_Goal of the exercise_: The expected answer is every line of the material that contains the word "number".

===============

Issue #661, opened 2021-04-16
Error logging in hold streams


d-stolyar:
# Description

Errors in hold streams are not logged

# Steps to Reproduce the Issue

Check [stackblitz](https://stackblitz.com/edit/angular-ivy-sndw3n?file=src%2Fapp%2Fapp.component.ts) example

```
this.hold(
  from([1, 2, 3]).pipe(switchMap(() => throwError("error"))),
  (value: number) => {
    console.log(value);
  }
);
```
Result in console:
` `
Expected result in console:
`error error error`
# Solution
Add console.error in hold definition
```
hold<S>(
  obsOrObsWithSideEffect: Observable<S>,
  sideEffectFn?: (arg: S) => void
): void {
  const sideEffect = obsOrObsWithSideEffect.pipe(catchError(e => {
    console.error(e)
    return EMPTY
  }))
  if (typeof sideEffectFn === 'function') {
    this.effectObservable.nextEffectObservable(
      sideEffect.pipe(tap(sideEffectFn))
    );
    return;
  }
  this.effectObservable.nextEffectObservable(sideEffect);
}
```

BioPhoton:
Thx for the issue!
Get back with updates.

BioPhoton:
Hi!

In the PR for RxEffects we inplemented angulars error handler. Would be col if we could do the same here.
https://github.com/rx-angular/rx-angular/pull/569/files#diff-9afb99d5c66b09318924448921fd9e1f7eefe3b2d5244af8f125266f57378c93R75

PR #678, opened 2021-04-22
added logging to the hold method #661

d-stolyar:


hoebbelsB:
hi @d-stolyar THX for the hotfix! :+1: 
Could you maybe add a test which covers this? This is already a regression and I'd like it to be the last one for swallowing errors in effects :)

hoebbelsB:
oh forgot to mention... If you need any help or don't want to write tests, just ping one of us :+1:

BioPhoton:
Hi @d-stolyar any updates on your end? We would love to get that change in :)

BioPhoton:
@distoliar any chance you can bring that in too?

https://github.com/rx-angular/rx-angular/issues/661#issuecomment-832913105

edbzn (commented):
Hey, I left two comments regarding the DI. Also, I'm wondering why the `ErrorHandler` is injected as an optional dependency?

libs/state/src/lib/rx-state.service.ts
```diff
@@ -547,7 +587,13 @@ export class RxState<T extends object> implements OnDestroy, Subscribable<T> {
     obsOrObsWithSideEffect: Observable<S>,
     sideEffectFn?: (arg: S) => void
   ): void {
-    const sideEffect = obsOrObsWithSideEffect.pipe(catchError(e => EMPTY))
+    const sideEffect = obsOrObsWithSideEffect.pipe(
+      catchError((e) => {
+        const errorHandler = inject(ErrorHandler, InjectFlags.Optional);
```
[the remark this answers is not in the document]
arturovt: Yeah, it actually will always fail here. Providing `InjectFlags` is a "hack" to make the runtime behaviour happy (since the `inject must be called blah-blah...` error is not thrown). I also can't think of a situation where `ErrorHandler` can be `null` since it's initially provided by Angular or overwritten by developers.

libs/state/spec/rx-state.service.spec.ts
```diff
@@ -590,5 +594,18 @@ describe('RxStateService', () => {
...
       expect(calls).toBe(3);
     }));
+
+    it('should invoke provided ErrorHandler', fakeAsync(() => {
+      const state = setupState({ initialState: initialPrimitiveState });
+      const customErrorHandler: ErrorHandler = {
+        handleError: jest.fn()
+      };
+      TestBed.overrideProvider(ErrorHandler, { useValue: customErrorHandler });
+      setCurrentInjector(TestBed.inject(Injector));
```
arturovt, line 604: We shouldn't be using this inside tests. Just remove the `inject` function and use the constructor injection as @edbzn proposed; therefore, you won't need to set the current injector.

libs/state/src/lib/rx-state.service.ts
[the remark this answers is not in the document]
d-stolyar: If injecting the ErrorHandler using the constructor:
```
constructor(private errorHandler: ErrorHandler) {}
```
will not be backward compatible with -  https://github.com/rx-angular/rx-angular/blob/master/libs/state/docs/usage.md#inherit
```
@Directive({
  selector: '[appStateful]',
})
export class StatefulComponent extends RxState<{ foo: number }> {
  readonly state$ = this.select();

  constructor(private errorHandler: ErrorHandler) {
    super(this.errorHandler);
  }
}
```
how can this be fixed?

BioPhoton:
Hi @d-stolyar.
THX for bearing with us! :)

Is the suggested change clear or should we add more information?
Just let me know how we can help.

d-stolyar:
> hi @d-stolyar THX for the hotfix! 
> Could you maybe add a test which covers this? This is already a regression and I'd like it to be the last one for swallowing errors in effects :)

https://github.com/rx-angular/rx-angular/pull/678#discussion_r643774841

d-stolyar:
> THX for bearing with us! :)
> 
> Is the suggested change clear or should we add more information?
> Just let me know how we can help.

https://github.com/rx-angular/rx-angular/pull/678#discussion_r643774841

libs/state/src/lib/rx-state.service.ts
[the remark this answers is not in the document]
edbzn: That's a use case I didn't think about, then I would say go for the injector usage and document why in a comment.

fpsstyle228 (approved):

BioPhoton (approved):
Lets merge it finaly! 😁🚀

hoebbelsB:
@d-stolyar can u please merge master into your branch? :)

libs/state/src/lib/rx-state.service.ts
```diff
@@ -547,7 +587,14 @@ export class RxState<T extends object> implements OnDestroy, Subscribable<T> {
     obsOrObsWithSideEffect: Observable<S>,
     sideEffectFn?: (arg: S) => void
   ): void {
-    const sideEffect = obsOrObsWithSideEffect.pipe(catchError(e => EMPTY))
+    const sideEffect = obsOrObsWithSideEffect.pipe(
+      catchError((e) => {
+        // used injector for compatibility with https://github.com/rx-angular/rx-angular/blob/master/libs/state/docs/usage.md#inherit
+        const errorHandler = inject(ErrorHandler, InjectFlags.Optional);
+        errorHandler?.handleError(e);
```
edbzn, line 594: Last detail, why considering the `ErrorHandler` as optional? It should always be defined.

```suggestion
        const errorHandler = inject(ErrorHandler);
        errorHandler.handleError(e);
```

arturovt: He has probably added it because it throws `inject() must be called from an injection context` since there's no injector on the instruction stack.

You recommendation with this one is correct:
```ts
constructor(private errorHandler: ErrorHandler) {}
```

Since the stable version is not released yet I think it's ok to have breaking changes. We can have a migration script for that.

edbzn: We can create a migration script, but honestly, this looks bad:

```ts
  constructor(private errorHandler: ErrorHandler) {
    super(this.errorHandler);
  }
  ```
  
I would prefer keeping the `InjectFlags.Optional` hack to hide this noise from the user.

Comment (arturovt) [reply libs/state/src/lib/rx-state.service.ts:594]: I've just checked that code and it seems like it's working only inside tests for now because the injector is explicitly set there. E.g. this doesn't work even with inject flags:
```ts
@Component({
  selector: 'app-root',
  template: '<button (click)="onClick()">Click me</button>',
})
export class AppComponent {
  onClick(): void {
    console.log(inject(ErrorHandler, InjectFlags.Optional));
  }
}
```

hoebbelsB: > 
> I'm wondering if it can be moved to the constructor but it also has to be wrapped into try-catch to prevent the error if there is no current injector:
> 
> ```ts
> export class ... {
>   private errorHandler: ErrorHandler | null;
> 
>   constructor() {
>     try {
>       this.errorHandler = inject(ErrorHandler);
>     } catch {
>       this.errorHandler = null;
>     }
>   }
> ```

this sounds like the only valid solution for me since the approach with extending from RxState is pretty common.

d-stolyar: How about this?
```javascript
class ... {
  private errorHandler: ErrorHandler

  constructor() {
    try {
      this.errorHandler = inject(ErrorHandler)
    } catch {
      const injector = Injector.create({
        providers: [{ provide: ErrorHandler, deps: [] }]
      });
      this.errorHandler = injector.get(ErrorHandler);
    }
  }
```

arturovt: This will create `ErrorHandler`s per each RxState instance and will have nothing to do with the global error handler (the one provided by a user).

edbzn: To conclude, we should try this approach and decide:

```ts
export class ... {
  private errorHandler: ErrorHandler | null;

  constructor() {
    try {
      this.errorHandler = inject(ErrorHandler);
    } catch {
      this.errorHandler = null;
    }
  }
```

===============

_Your solution_:
  (value: number) => {
export class StatefulComponent extends RxState<{ foo: number }> {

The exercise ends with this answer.